Intelligent Homes – In the context of an ageing population, increased financial austerity and a major housing crisis, how do we empower and enable our elderly, infirm and disabled people to stay in their own homes? How can we use robotics to help us, if at all? How do we pay for the high cost of falls and other difficulties to beset our elderly, infirm and disabled people?
We’re using Crowd Wise to consider these and other issues at our event on Intelligent Homes as part of our RAEng Inegnious project. It’ll be for one afternoon and probably about 3 hours during w/c Monday 14th July.
Although in the early planning stages, this new debating style helps us consider, analyse and appreciate the underlying issues.
In any debate it is important to consider the options and our event on Intelligent Homes is no exception. Respected experts had divergent views which are still unresolved so we’d like your opinions on the part Intelligent Homes can play in helping elderly, infirm and disabled people stay in their homes rather than going into residential care.

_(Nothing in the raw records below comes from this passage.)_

PR #1785, opened 2019-01-16
[style] Maximum line length

odow:
This one is going to be contentious (looking at @chriscoey).

Ref issue: https://github.com/JuliaOpt/JuMP.jl/issues/1780
Ref previous PR: https://github.com/JuliaOpt/JuMP.jl/pull/1781

### DIFF
--- a/docs/src/style.md
+++ b/docs/src/style.md
@@ -144,8 +144,16 @@ function foo(x)
 end
 ```
 
+#### Line length
 
-#### TODO: Line breaks
+Following the Google style guide for [line length](https://github.com/google/styleguide/blob/gh-pages/pyguide.md#32-line-length)
+in python, keep lines under an 80 character limit.
+
+We make exceptions for
+ - URLs
+ - pathnames
+ - long string constants not containing whitespace that would be inconvenient to
+   split across multiple lines.
 
 ### Syntax
 
--- a/docs/src/style.md
+++ b/docs/src/style.md
@@ -156,17 +156,11 @@ Therefore, aim to keep line lengths under 80 characters by breaking lines
 for maximum readability (examples are given in the [Line breaks](@ref) section),
 but don't treat this as a hard rule.
 
-We make exceptions for
-
- - URLs
- - path names
- - long string constants not containing whitespace
- - lines for which breaking over multiple lines worsens readability
-
 #### Line breaks
 
 The "readability" of a line is subjective. In this section we give suggestions
-of good and bad style of how to break a line.
+of good and bad style of how to break a line. These suggestions are inspired by
+Google's [Python style guide](https://google.github.io/styleguide/pyguide.html).
 
 When defining functions, align arguments vertically after the opening
 parenthesis, or list all arguments on a new (indented) line.
@@ -208,24 +202,6 @@ Better:
 ```julia
 a_very_long_variable_name = a_long_variable_name_with_arguments(
     first_argument, second_argument)
-```
-
-Only use vertical alignment for function arguments. Don't use it in any other
-situation.
-
-Bad:
-```julia
-# Vertical alignment used in a non-function context. Also, indent is not a
-# multiple of 4 spaces.
-comprehension = [(first, second) for (first, second) in list_of_things
-                 if isodd(first)]
-```
-
-Better
-```julia
-comprehension = [
-    (first, second) for (first, second) in list_of_things if isodd(first)
-]
 ```
 
 Don't use vertical alignment if it would be more readable to place all arguments
@@ -270,21 +246,6 @@ f(x) = 1 + x +
 Better:
 ```julia
 f(x) = 1 + x + x^2 + x^3 + x^3
-```
-
-Drop trailing parentheses onto a new line if it improves readability.
-
-Good:
-```julia
-con_index = MOI.add_constraint(
-    backend(owner_model(variable)), MOI.SingleVariable(index(variable)), set)
-```
-
-Also good:
-```julia
-con_index = MOI.add_constraint(
-    backend(owner_model(variable)), MOI.SingleVariable(index(variable)), set
-)
 ```
 
 ### Syntax
--- a/docs/src/style.md
+++ b/docs/src/style.md
@@ -162,6 +162,10 @@ The "readability" of a line is subjective. In this section we give suggestions
 of good and bad style of how to break a line. These suggestions are inspired by
 Google's [Python style guide](https://google.github.io/styleguide/pyguide.html).
 
+!!! note
+    If you're unsure about how format your code, you can experiment (in Python)
+    using [YAPF](https://yapf.now.sh/).
+
 When defining functions, align arguments vertically after the opening
 parenthesis, or list all arguments on a new (indented) line.
 
--- a/docs/src/style.md
+++ b/docs/src/style.md
@@ -146,14 +146,127 @@ end
 
 #### Line length
 
-Following the Google style guide for [line length](https://github.com/google/styleguide/blob/gh-pages/pyguide.md#32-line-length)
-in python, keep lines under an 80 character limit.
+Line lengths are a contentious issue. Our foremost goal is to maximize code
+readability. Very long line lengths can be hard to easily comprehend. However,
+arbitrarily enforcing a maximum line length (like 80 characters) inevitably
+leads to cases in which slightly longer lines (e.g. 81 characters) might be more
+readable.
 
-We make exceptions for
- - URLs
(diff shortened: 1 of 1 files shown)


chriscoey:
IMO harder to read and archaic given modern code viewers and editors (wrapping), but I won't put up a fight.

docs/src/style.md
```diff
@@ -144,8 +144,16 @@ function foo(x)
 end
 ```
 
+#### Line length
 
-#### TODO: Line breaks
+Following the Google style guide for [line length](https://github.com/google/styleguide/blob/gh-pages/pyguide.md#32-line-length)
+in python, keep lines under an 80 character limit.
```
mlubin: This is a contentious point so we need to give our own motivation and not just defer to the google style guide.
My thinking is that for consistency, we need *some* guideline on line length. 80 characters is a reasonable pre-existing convention.

odow: Maybe we just make this a recommendation. What about:

Our foremost goal is to maximize code readability. Very long line lengths are hard to read since they either require horizontal scrolling, or are wrapped uncontrollably by a text editor. Thus, where possible, keep line lengths under 80 characters (an arbitrary, but pre-existing convention). We make an exception for lines in which manually breaking the line over multiple lines is worse for readability.

chriscoey: "wrapped uncontrollably by a text editor" is pretty unconvincing

chriscoey: yes, please just make it a recommendation. I don't plan to start enforcing line lengths in any packages I author. though for packages that aren't mine, I will follow the surrounding style.

joaquimg:
Maybe we should consider that we use verbose names for everything. We also have many parametric types. And 4 spaces tabs...
I don't like that limit.
I would like to vote for a larger limit at least.
Why 80? wasn't that chosen in the 1930's with no widescreens?

docs/src/style.md
chriscoey: @mlubin it is also "consistent" to not have line limits at all

chriscoey:
@joaquimg makes a great point I hadn't even thought of. 

though I prefer no line limit, I would be OK with a "target/soft maximum line length" of n characters (n = 120 maybe?). if the limit is arbitrary anyway, we may as well be a little soft about it. then n chars is a goal, and clearly a line of 1.5*n chars is too long and should in good conscience be broken up. guidelines like "verbose variable names" require judgment and subjectivity, so why not line lengths too?

the code is littered with ugliness like https://github.com/JuliaOpt/MathOptInterface.jl/blob/f4db9518c49a85b70f72043f01a2bce93d44d981/src/Test/contlinear.jl#L1482 where with a target line length of 80 chars we would be allowed to just keep it on the same line of ~85 chars.

odow:
> the code is littered with ugliness like 
```julia
    obj = MOI.ScalarAffineFunction(MOI.ScalarAffineTerm.([2.0, 1.0], [x, y]),
                                   0.0)
```

True, that's not very nice. A better way (to my eyes) is:
```julia
    obj = MOI.ScalarAffineFunction(
        MOI.ScalarAffineTerm.([2.0, 1.0], [x, y]), 
        0.0)
```
Breaking things up into smaller lines makes each statement easier to read. Consider:
```julia
    obj = MOI.ScalarAffineFunction(MOI.ScalarAffineTerm.([2.0, 1.0], [x, y]), 0.0)
    obj = MOI.ScalarAffineFunction(MOI.ScalarAffineTerm.([2.0, 1.0], [x, y], 0.0))
```

mlubin:
@chriscoey the reference on semantic line breaks is specifically for text. What do semantic line breaks mean for code?

hochB:
Line length style could be copied from @jrevels YASGuide. https://github.com/jrevels/YASGuide
> Try to limit line length to 80 characters per line. This rule should not be enforced arbitrarily, but is rather a soft guideline.


Actually, YASGuide and JuMP's guide have lots in common.
And since JuMP's is now hammering the last nails in the coffin ( https://github.com/JuliaOpt/JuMP.jl/issues/1780 ) it might be worth unifying the guides.

chriscoey:
> > the code is littered with ugliness like
> 
> ```julia
>     obj = MOI.ScalarAffineFunction(MOI.ScalarAffineTerm.([2.0, 1.0], [x, y]),
>                                    0.0)
> ```
> 
> True, that's not very nice. A better way (to my eyes) is:
> 
> ```julia
>     obj = MOI.ScalarAffineFunction(
>         MOI.ScalarAffineTerm.([2.0, 1.0], [x, y]), 
>         0.0)
> ```

agreed with @odow, that looks nicer. so why don't we recommend *how* to break up lines, so that this outcome results? in particular, 4 spaces indenting only.

joaquimg:
Recommendations on how to break lines would be great!
Softer limit in 80 might be good also, allowing to go to 100 sometimes. (Of course I’d like more columns ;D )

docs/src/style.md
```diff
@@ -144,8 +144,129 @@ function foo(x)
...
+Only use vertical alignment for function arguments. Don't use if in any other
+situation.
+
+Bad:
+```julia
+comprehension = [(first, second) for (first, second) in list_of_things
+                 if isodd(first)]
+```
+
+Beter
```
blegat: Beter -> Better

docs/src/style.md
```diff
@@ -144,8 +144,148 @@ function foo(x)
...
+
+Only use vertical alignment for function arguments. Don't use it in any other
+situation.
+
+Bad:
+```julia
+# Vertical alignment used in a non-function context. Also, indent is not a
+# multiple of 4 spaces.
+comprehension = [(first, second) for (first, second) in list_of_things
+                 if isodd(first)]
```
mlubin: Agreed, why is this bad? https://yapf.now.sh/ aligns python comprehensions vertically with the opening `[`.

docs/src/style.md
```diff
@@ -144,8 +144,148 @@ function foo(x)
...
+```julia
+con_index = MOI.add_constraint(
+    backend(owner_model(variable)), MOI.SingleVariable(index(variable)), set)
+```
+
+Also good:
+```julia
+con_index = MOI.add_constraint(
+    backend(owner_model(variable)), MOI.SingleVariable(index(variable)), set
+)
```
mlubin: https://yapf.now.sh/ never does this for python code, from what I can tell.

docs/src/style.md
```diff
@@ -144,8 +144,148 @@ function foo(x)
...
+
+ - URLs
+ - path names
+ - long string constants not containing whitespace
+ - lines for which breaking over multiple lines worsens readability
+
+#### Line breaks
+
+The "readability" of a line is subjective. In this section we give suggestions
+of good and bad style of how to break a line.
```
mlubin: Maybe cite https://yapf.now.sh/ as a place to be inspired from? Python syntax is typically not that different from Julia.

docs/src/style.md
```diff
@@ -144,8 +144,148 @@ function foo(x)
...
+Therefore, aim to keep line lengths under 80 characters by breaking lines
+for maximum readability (examples are given in the [Line breaks](@ref) section),
+but don't treat this as a hard rule.
+
+We make exceptions for
+
+ - URLs
+ - path names
+ - long string constants not containing whitespace
+ - lines for which breaking over multiple lines worsens readability
```
mlubin: The automatic formatters don't make exceptions like this. I'm ok with this for now but when we have an autoformatter this exception will probably go away.

odow:
Okay, I've removed the contentious points. I'm in favour of merging this so we can move past the discussion.

docs/src/style.md
```diff
@@ -156,17 +156,11 @@ Therefore, aim to keep line lengths under 80 characters by breaking lines
 for maximum readability (examples are given in the [Line breaks](@ref) section),
 but don't treat this as a hard rule.
 
-We make exceptions for
-
- - URLs
```
mlubin: URLs are a valid reason to not break a line. No need to remove this exception.

mlubin:
@joaquimg @blegat PTAL.

@chriscoey Your major objection of not having providing guidelines for how to break a line is now mostly addressed. https://yapf.now.sh/ seems to provide a reasonable point of reference to the extent that julia syntax overlaps with python syntax. What do you think?

joaquimg:
Looks good.

chriscoey:
looks good. 

aside: would be nice to have a Julia version of YAPF

odow:
Merged. Anyone wanting to re-ignite the debate can make a new PR.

Options which may contribute to this debate are just options rather than opinions or beliefs and some of the issues might be:
- People are better with human support until they need to go into a home;
- Autonomous robotics fills the gap where human support is unavailable;
- Intelligent homes are unworkable as old people just wont use it [perhaps because they are technologically ];
- The status quo is unacceptable and we want people to stay in their own home because residential care is far too expensive;
- We need to redesign the retirement homes which is a cheaper option than the cost of retrofitting homes with the necessary technology;
- It’s unfair to keep people in homes which are larger than their needs because of the housing shortage;
- It’s unethical to expect people who own their own home to move into residential care just because of a housing shortage and/or the costs of retrofitting a large house rather than moving to a custom built house.
The puzzle is to merge duplications so that we end up with 5 options all of which must be framed in a positive way.